# IRE Board members

The goal: Scrape [this list of IRE board members](https://www.ire.org/about-ire/past-ire-board-members/) into a CSV.

This project introduces a few new concepts:
- Scraping data that's not part of a table
- Specifying custom request headers to evade a bot detection rule on our server
- Using string methods and default values when parsing out the data

[The completed version is here](IRE%20Board%20members%20-%20complete.ipynb).
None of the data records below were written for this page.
PR #1351, opened 2023-05-12
bug(refs T32572): fix special characters appearing at the end of stri…

muellerdemos:
https://yaits.demos-deutschland.de/T32572

The value `rtl` of the `dir` attribute was the reason that special characters appear at the end of the string even if the input was special characters first.

Relating to https://developer.mozilla.org/en-US/docs/Web/HTML/Global_attributes/dir?retiredLocale=de, the auto value should be used for data with an unknown directionality, like data coming from user input, eventually stored in a database. Since this is the case here, the attribute's value has been set accordingly to `auto`.

### PR Checklist

### DIFF
--- a/client/js/components/statement/listStatements/ListStatements.vue
+++ b/client/js/components/statement/listStatements/ListStatements.vue
@@ -135,7 +135,7 @@
             <div
               v-tooltip="internId"
               class="o-hellip--nowrap text--right"
-              dir="rtl"
+              dir="auto"
               v-text="internId" />
           </div>
         </template>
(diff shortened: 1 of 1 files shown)


client/js/components/statement/listStatements/ListStatements.vue
```diff
@@ -135,7 +135,7 @@
             <div
               v-tooltip="internId"
               class="o-hellip--nowrap text--right"
-              dir="rtl"
```
salisdemos, line 138: why do we need that at all?
May it even work if we drop the prop?

muellerdemos: Turned out that dropping the attribute produces the same result hence done here https://github.com/demos-europe/demosplan-core/pull/1351/commits/9e0456ab0a8d0ee808b55725c3b5903ac14e79e1

salisdemos (approved):

PR #1352, opened 2023-05-12
F adjust dependency version

bakridemos:
Description:

- not all adjustements made in demosplan are compatible with this branch that's why the dependency version has to be specified


mussbach (approved):
when Version 0.0.3 is correct this looks good to me

PR #1363, opened 2023-05-15
feat (refs T32782): simplify WeakPassword check

mussbach:
**Ticket:** https://yaits.demos-deutschland.de/T32782

Check password only when authentication is valid. Otherwise a notification may be shown even on invalid password. The password is now validated by using symfonys UserBadge system.

### How to review/test
Code review or try to login with existing user but invalid, too short password like `wer` 

### PR Checklist

- [ ] Tests updated/created
- [ ] Update documentation


martendemos (dismissed):
code review and manual test

PR #1365, opened 2023-05-16
feat(refs T32601): automatically use dates in pdf import confirmation view

muellerdemos:
https://yaits.demos-deutschland.de/T32601

This PR is part of EWM 3.1

- The simplified new statement form component was updated in an addon and must be synced here with the state.
This is mainly intended to reduce the maintenance efforts because the simplified statement form had to be duplicated in addons
- The `values.submitter.date` prop will be passed from data to FE if existant (correct box recognition setup) hence we can use this value to automatically fill in the form field value when confirming the pdf import

### PR Checklist

### DIFF
--- a/client/js/components/procedure/DpSimplifiedNewStatementForm.vue
+++ b/client/js/components/procedure/DpSimplifiedNewStatementForm.vue
@@ -492,7 +492,7 @@ export default {
       isLoading: false,
       isSaving: false,
       values: {
-        authoredDate: this.initialAuthoredDate,
+        authoredDate: this.values.submitter.date ? this.values.submitter.date : '',
         memo: '',
         submittedDate: '',
         tags: [],
@@ -506,10 +506,6 @@ export default {
     escapedUsedInternIds () {
       const specialCharEscaper = /\[|\\|\^|\$|\.|\||\?|\*|\+|\(|\)|\//g
       return this.usedInternIds.map(id => id.replace(specialCharEscaper, (specialChar) => `\\${specialChar}`))
-    },
-
-    initialAuthoredDate () {
-      return this.values.submitter.date ? this.values.submitter.date : ''
     },
 
     internIdsPattern () {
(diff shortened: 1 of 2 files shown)


client/js/components/procedure/DpSimplifiedNewStatementForm.vue
```diff
@@ -546,18 +550,28 @@ export default {
...
       }
     },
 
+    /**
+     * @param { Boolean } val
+     * To ensure the reactivity the state of 'values.submitter.institution'.
+     */
+    setInstitutionValue (val) {
+      this.$nextTick(() => {
+        this.$set(this.values.submitter, 'institution',  val)
```
gruenbergerdemos, line 571:
```suggestion
        this.$set(this.values.submitter, 'institution', val)
```

client/js/components/procedure/DpSimplifiedNewStatementForm.vue
```diff
@@ -492,7 +492,7 @@ export default {
       isLoading: false,
       isSaving: false,
       values: {
-        authoredDate: '',
+        authoredDate: this.initialAuthoredDate,
```
gruenbergerdemos, line 495: Are you sure this can be used here? EsLint says: "The computed property cannot be used in `data()` because it is before initialization.(vue/no-computed-properties-in-data)"

gruenbergerdemos (changes requested):

client/js/components/procedure/DpSimplifiedNewStatementForm.vue
muellerdemos: done https://github.com/demos-europe/demosplan-core/pull/1365/commits/fc71eb1c2b9e9434d39864247e4a11c9ebac1f40

client/js/components/procedure/DpSimplifiedNewStatementForm.vue
muellerdemos: Ah I see, true we should not be doing it like that. I just wanted to avoid a ternary in the data props and use a computed instead but wasn't aware that my implementation could be prone to errors. Done here https://github.com/demos-europe/demosplan-core/pull/1365/commits/fc71eb1c2b9e9434d39864247e4a11c9ebac1f40

PR #1366, opened 2023-05-16
bug(refs T32785): Add css selector to savelist

gruenbergerdemos:
**Ticket:** https://yaits.demos-deutschland.de/T32785

The components for this css were moved to an addon, but the styles are still in core and need to be loaded. Safelist.deep includes the selector's children.

### How to review/test
Split a statement and see if the styles were loaded.


spiess-demos (approved):
lgtm (code review).

PR #1398, opened 2023-05-24
fix (refs T32893): 

martendemos:
**Ticket:** https://yaits.demos-deutschland.de/T32893

Fix versioning  by fix creation of entity content change entry.

The user of the newly used TokenInterface is not an instance of User, therefore the condition always fails. Getting an actual User via the userFromSecurityUserProvider solves this.

### How to review/test
Do a change that is tracked. E.g. bulk edit the "step" of a Segment as described in the related ticket.

### PR Checklist

- [ ] Tests updated/created


breierDemos (approved):
lgtm, tested locally and works
thank you!

PR #1399, opened 2023-05-25
bug(refs T32855): Import Vue

gruenbergerdemos:
**Ticket:** https://yaits.demos-deutschland.de/T32855

We need to import Vue here, because otherwise it is not available in the Addon and we get an error, that this function does not exist.

### How to review/test
Verfahren -> STN aufteilen: Edit a segment and click on "Abbrechen" or try to delete a segment.


hwiem (approved):
lgtm, code review only

PR #1403, opened 2023-05-25
refactor(refs T30969): move DpRegisterFlyout

hwiem:
**Ticket:** https://yaits.demos-deutschland.de/T30969

- DpRegisterFlyout is too specific to be included in demosplan-ui
- it was thus moved to dplan and renamed to RegisterFlyout (since only demosplan-ui components should be prefixed with 'Dp')

### How to review/test

- Open the blp project and visit pages that don't require a login. The register flyout ("Registrieren") should be loaded correctly

### Linked PRs (optional)
PR removing DpRegisterFlyout from demosplan-ui:
- https://github.com/demos-europe/demosplan-ui/pull/255

### PR Checklist


spiess-demos (approved):
lgtm (code review).
thanks for the PR!

PR #1405, opened 2023-05-25
fix (refs T32922): Fix versioning by fix getting user on creation of …

martendemos:
**Ticket:** https://yaits.demos-deutschland.de/T32922

Actually some times $this->userFromSecurityUserProvider->fromToken($token); can't find a user.
To cover this, we getting the user the old way, in case it was not found.

### How to review/test
Create a new version by changing working person or step.

### PR Checklist

- [ ] Tests updated/created

### DIFF
--- a/demosplan/DemosPlanCoreBundle/Logic/EntityContentChangeService.php
+++ b/demosplan/DemosPlanCoreBundle/Logic/EntityContentChangeService.php
@@ -865,13 +865,19 @@ class EntityContentChangeService extends CoreService
      */
     protected function determineChanger(bool $isReviewer): ?object
     {
+        $user = null;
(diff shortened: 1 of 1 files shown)


AlexMenschoid:
SHouldn't we fix `$this->userFromSecurityUserProvider->fromToken($token); ` here instead of adding a fallback? If the method is unreliable than what's the point? And if the method only works in and for certain cases (and this one is not one of those), then we should replace it altogether.

mussbach:
I absolutely agree with you @AlexMenschoid I fixed this but it was not reviewed https://github.com/demos-europe/demosplan-core/pull/1362

mussbach:
Closed in favor of https://github.com/demos-europe/demosplan-core/pull/1362

PR #1746, opened 2023-07-19
chore refs (T33737): Real user object should be stored in Token

mussbach:
**Ticket:** https://yaits.demos-deutschland.de/T33737

The SecurityUser should only be used during login process. Afterward it should be swapped with the real user entity so that it could be used later on via injection of the TokenStorage

This is an alternative approach to #1740 to fix the root problem

### How to review/test
Login should work as well as the problem described in ticket

### PR Checklist

- [ ] Tests updated/created
- [ ] Update documentation


AlexMenschoid (approved):
I thought about swapping the user in the token, but wasn't sure if we needed the securityUser still somewhere. I like this better as it is not as local as my change. I'm closing my PR 👍🏼

PR #1748, opened 2023-07-19
Fix(refs:33886): up scroll button doesnt work sometimes if display size changes

elmasdemos:
**Ticket:** https://yaits.demos-deutschland.de/T33886

### Description: 

- the up scroll button doesnt work sometimes due to the display size 

### PR Checklist


client/js/components/button/BackToTopButton.vue
```diff
@@ -52,7 +52,7 @@ export default {
       this.scrollPos = document.documentElement.scrollTop
       const fromBottom = (this.contentHeight - 10 - this.footerheight > this.scrollPos) ? 10 : -this.contentHeight + 10 + this.footerheight + this.scrollPos
 
-      this.buttonPosition = `bottom: ${fromBottom}px; left: ${this.positionFromLeft}px; position: fixed`
+      this.buttonPosition = `bottom: ${fromBottom}px; left: ${this.positionFromLeft}px; position: sticky; z-index: 1`
```
salisdemos, line 55: when I test this, the Positioning is a bit off and the button sits on the content and not aligned with the menu anymore. Is it the same when you test it? OR is it myabe some issue with my "on the fly" tweak in the browser?
Screenshot_2023-07-21_12-03-09-back-to-top

salisdemos (changes requested):

client/js/components/button/BackToTopButton.vue
```diff
@@ -52,7 +53,7 @@ export default {
       this.scrollPos = document.documentElement.scrollTop
       const fromBottom = (this.contentHeight - 10 - this.footerheight > this.scrollPos) ? 10 : -this.contentHeight + 10 + this.footerheight + this.scrollPos
 
-      this.buttonPosition = `bottom: ${fromBottom}px; left: ${this.positionFromLeft}px; position: fixed`
+      this.buttonPosition = `bottom: ${fromBottom}px; left: ${this.positionFromLeft -80}px`
```
salisdemos, line 56: I can't test it, but I think 80 is a bit much. And maybe we have to change the `containerElement` too, not only the ``observer. DId You check that?

client/js/components/button/BackToTopButton.vue
```diff
@@ -1,5 +1,6 @@
 <template>
   <dp-button
+    class="sticky z-above-zero"
```
salisdemos, line 3: I think I found the reason, why the position is not a good Idea. We should move it to the right again
Screenshot_2023-07-24_09-51-19-grundeinstellungen-btt

salisdemos (changes requested):

salisdemos (approved):

PR #1757, opened 2023-07-20
B t33736 entwurf gespeichern

jalalifardemos:
**Ticket:** https://yaits.demos-deutschland.de/T33736

 Description: User Token need to have departmentID. We need department to create new draft statement

### How to review/test
Code review or browser

- [ ] Tests updated/created
- [ ] Update documentation


AlexMenschoid:
Technically, this would have fixed it. For some reason, calling the departments before adding the user to the tokenstorage then made the departments appear if the user was later fetched. Not sure why. But as this is not the solution for the actual problem, we should close this in favor of {1769}

PR #1767, opened 2023-07-24
feature: add missing getProcedure method

jalalifardemos:
Description: getProcedure Method missed in procedureUpdateEvent

### How to review/test
we don't have any access to any page with this Error


mussbach (approved):
lgtm, thx

PR #1770, opened 2023-07-24
fix(refs T33917): fixes the lookup of available projections

AlexMenschoid:
**Ticket:** https://yaits.demos-deutschland.de/T33917

The lookup if the current projection is actually in the list of available projections happened before the available projections were properly filtered. Now it happens after, which should fix this bug after newly saving the gis layer.
Proper credit: I was just the hands while @salisdemos was directing me.

### How to review/test
With a current database, you can try to reproduce the bug in the linked ticket with/without this fix. Otherwise a code review might be enough.

### DIFF
--- a/client/js/components/map/admin/LayerSettings.vue
+++ b/client/js/components/map/admin/LayerSettings.vue
@@ -275,8 +275,6 @@ export default {
     },
 
     extractDataFromWMSCapabilities () {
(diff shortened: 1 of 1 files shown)


salisdemos (approved):
if legal, I would approve... ;-)

PR #1779, opened 2023-07-25
bug(refs T33913): Remove hint for changing profile data

gruenbergerdemos:
**Ticket:** https://yaits.demos-deutschland.de/T33913

The user can't change his profile data, so this text is unnecessary. We need to put the content of the embed in a new file and include this, because blocks inside an embed can't be overridden.

### How to review/test
Login as Privatperson and go to Verfahren -> Stellungnahmen -> Mitzeichnen. There should be no block about changing the user data over the hint box.


hwiem (approved):
lgtm!

PR #1780, opened 2023-07-26
bug(refs T33913): Remove hint for changing user data

gruenbergerdemos:
**Ticket:** https://yaits.demos-deutschland.de/T33913

The user can't edit his data, so the hint is unnecessary. We need to move the content of the embed to a new file and include it, because nested blocks inside an embed can't be overridden.


templates/bundles/DemosPlanCoreBundle/DemosPlanStatement/includes/new_public_participation_statement_confirm_content.html.twig
```diff
@@ -0,0 +1,171 @@
...
+
+        <dt class="{{ 'layout__item u-1-of-4 u-mb u-mr'|prefixClass }}">{{ "city.name"|trans }}</dt>
+
+        <dd class="{{ 'layout__item u-7-of-12 u-ml'|prefixClass }}">{{ templateVars.user.address.city|default("----") }}</dd>
+    {% endif  %}
+
+</dl>
+
+<div class="{{ 'layout__item u-2-of-3 u-1-of-1-lap-down u-pl-0-lap-down u-mb-0_5-lap-down'|prefixClass }}">
+    {% block vote_data %}
```
spiess-demos, line 37: I feel that `vote_data` is not the ideal name. How about `user_data_hint`?

spiess-demos (changes requested):
Only one nitpick.

templates/bundles/DemosPlanCoreBundle/DemosPlanStatement/includes/new_public_participation_statement_confirm_content.html.twig
gruenbergerdemos: Good point, I agree. Done in [bcd9cec](https://github.com/demos-europe/demosplan-core/pull/1780/commits/bcd9ceca8a5e2d3d9ce0724afd947f452a0a3f32)

spiess-demos (approved):
lgtm! (code review)

PR #1783, opened 2023-07-27
feat (T32776): correct parameter type for internal event method

breierDemos:
**Ticket:** https://yaits.demos-deutschland.de/T32776

In the original implementation of `PostProcedureUpdatedEvent::determineModifiedValues()` it was assumed that every possible object value implements the `EventInterface`. It is not so. 
The method PostProcedureUpdatedEvent::determineModifiedValues() is a recursive function. The initialize call handles always the two ProcedureEntities, but inside the function, for each property that is an object, the function is possibly called recursively. And these objects are not always an entity and do not implement the EntityInterface.

### How to review/test
code review

### PR Checklist

- [ ] Tests updated/created
- [ ] Update documentation


AlexMenschoid (approved):
lgtm, code review only

PR #1784, opened 2023-07-28
feature (T33926): change endfor in statement, to understand statement…

jalalifardemos:
**Ticket:** https://yaits.demos-deutschland.de/T33926

Description: change endfor in twig, otherwise `vote` is every time `false`

### How to review/test
review or browser

- [ ] Tests updated/created
- [ ] Update documentation


mussbach (changes requested):
I do not think that this is a valid fix. What happens if a statement is voted by multiple persons? It seems to me that with your change the vote button or the message that it was already voted is now shown for every voter

jalalifardemos:
Without this change, `hasVoted` is every time `false`.
`{% if vote.uId == userId %} {% set hasVoted = true %} {% endif %}` check userId before `for` statement

PR #1791, opened 2023-07-31
chore: keycloak group role string needs to be configurable

mussbach:
Keycloak group role string needs to be configurable to be able to grant different permissions to different projects.

### How to review/test
Code review or add a new client to keycloak and try to grant different roles as in other client

### PR Checklist

- [ ] Tests updated/created
- [ ] Update documentation


martendemos (approved):
code review only

PR #1794, opened 2023-08-01
bug(refs T34112): Import missing component

gruenbergerdemos:
**Ticket:** https://yaits.demos-deutschland.de/T34112

Import missing component, so it can be loaded in twig. 

### How to review/test
Go to Verfahren -> Dokumente. There should be a box for uploading files.


elmasdemos (approved):
thanks for the fix! lgtm, code review

PR #1799, opened 2023-08-04
fix (refs T34139): allow resource type code reusabiliy

dresslerdemos:
**Ticket:** https://yaits.demos-deutschland.de/T34139

Must be merged with https://github.com/demos-europe/demosplan-addon/pull/69

### PR Checklist

- [ ] Tests updated/created
- [ ] Update documentation


demosplan/DemosPlanCoreBundle/ValueObject/APIPagination.php
```diff
@@ -22,7 +24,7 @@
  * @method self   setSortBy(string $sortBy)
  * @method self   setSortDirection(string $sortDirection)
  */
-class APIPagination extends ValueObject
+class APIPagination extends ValueObject implements ApiPaginationInterface
```
mussbach, line 27: The methods defined in the docblock above are now mostly defined in the ApiPaginationInterface and therefore mus be implemented in this class, otherwise the class needs to be declared abstract, which doesn't suit for ValueObjects afaik

AlexMenschoid:
I don't understand the usage of a trait here, tbh. I understand traits as a tool for horizontal inheritance, but as this one is in the core I don't really see it being used by anything else than the DplanResourceType. Am I overlooking something?

Btw: This is not a blocker, I'm just very curious as it looks rather deliberate and I would like to understand the reasoning behind it.

demosplan/DemosPlanCoreBundle/Logic/ApiRequest/ResourceType/DplanResourceTypeTrait.php
```diff
@@ -0,0 +1,197 @@
...
+use Symfony\Contracts\EventDispatcher\EventDispatcherInterface;
+use Symfony\Contracts\Service\Attribute\Required;
+use Symfony\Contracts\Translation\TranslatorInterface;
+
+/**
+ * Provides helper class properties and corresponding injection/initialization for {@link DplanResourceType}.
+ *
+ * Do not add any unrelated properties or methods to this trait.
+ */
+trait DplanResourceTypeTrait
```
mussbach, line 40: Not so sure whether such a huge trait is really useful. I think I would rather inline it. Where would you reuse this?

mussbach (changes requested):
thank you for this solution. Some remarks

demosplan/DemosPlanCoreBundle/Logic/ApiRequest/ResourceType/DplanResourceTypeTrait.php
dresslerdemos: The code in the trait is neither reusable as trait nor when inlined. The goal is to keep the `DplanResourceType` more maintainable and also discoverable by someone having to adjust it, than it would be if the code was inlined like it was before.

demosplan/DemosPlanCoreBundle/ValueObject/APIPagination.php
dresslerdemos: Bummer. Done in ba849603faf490e6fa73b6729042ac0146449ad7.

dresslerdemos:
Tested locally in EWM procedure, statement and segment list/filters. Edit works too.

mussbach (approved):
lgtm, thx, pair programming review

PR #3592, opened 2024-08-27
F dplan 12254 add custom drupal condition factory

bakridemos:
### Ticket: https://demoseurope.youtrack.cloud/issue/DPLAN-12254/Filter-Bearbeiter-Nicht-zugewiesen-funktioniert-nicht

Description:  add DemosPlanDrupalConditionFactory: in some cases however conditions do have values, we do need the OPERATORS 'IS NULL' and 'IS NOT NULL' and since they are only available in the condition without values, some filters are not working anymore. The DemosPlanDrupalConditionFactory extends the PredefinedDrupalConditionFactory and adds two operators (IsNull and IsNotNull) to the operators with value

Not sure with the name. I am open to any suggestion.

### DIFF
--- a/config/services.yml
+++ b/config/services.yml
@@ -1292,13 +1292,13 @@ services:
 
     EDT\JsonApi\Validation\FieldsValidator: ~
 
-    EDT\Querying\ConditionParsers\Drupal\DrupalConditionParser:
-        arguments:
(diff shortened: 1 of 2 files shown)


bakridemos:
this Issue will be handled otherwise in a new pr that's why this pr will be closed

([See also this standalone version featuring a few more advanced techniques](/edit/ire-board/ire_board_scrape.py).)

In [None]:
# stdlib library we'll use to write the CSV file
import csv

# installed library to handle the HTTP traffic
import requests

# installed library to parse the HTML
from bs4 import BeautifulSoup

In [None]:
URL = 'https://www.ire.org/about-ire/past-ire-board-members/'

In [None]:
# make the request

# check for HTTP errors

In [None]:
# set up request headers with a custom user-agent string


In [None]:
# try the request again, with the new headers


# and raise for errors


In [None]:
# parse the HTML into soup


In [None]:
# search the HTML tree to find the div
# with the `id` attribute of "past-ire-board-members"


In [None]:
# within that div, find all the paragraph tags


In [None]:
# noodle around here to isolate the pieces of data for export

In [None]:
# set up the CSV headers to write to file


In [None]:
# next, set up the file to write the CSV data into
# https://docs.python.org/3/library/csv.html#csv.writer

# open the CSV file in write ('w') mode, specifying newline='' to deal with
# potential PC-only line ending problem


    # set up a csv.writer object tied to the file we just opened


    # write the list of headers


    # loop over the list of paragraphs we targeted above


        # we don't want the entire Tag object, just the text


        # set up some default values -- the member was not president


        # and is not deceased


        # IRE denotes past presidents with a leading asterisk
        # so check to see if the string startswith '*'
        # https://docs.python.org/3/library/stdtypes.html?highlight=startswith#str.startswith


            # if so, switch the value for the `was_president` variable to True


        # check to see if "(dec)" is anywhere in the text, which
        # indicates this person is deceased
        # https://docs.python.org/3/reference/expressions.html#in


        # next, start parsing out the pieces
        # separate the name from the terms by splitting on "("


        # the name will be the first ([0]) item in the resulting list
        # while we're at it, strip off any leading asterisks
        # https://docs.python.org/3/library/stdtypes.html?highlight=lstrip#str.lstrip
        # and strip() off any leading or trailing whitespace
        # https://docs.python.org/3/library/stdtypes.html?highlight=lstrip#str.strip


        # the term(s) of service will be the second item ([1]) in that list
        # and the term text is always terminated with a closing parens
        # so splitting on that closing parens and taking the first ([0])
        # item in the list will give us the term(s)


        # put the collected data into a list


        # and write this row of data into the CSV file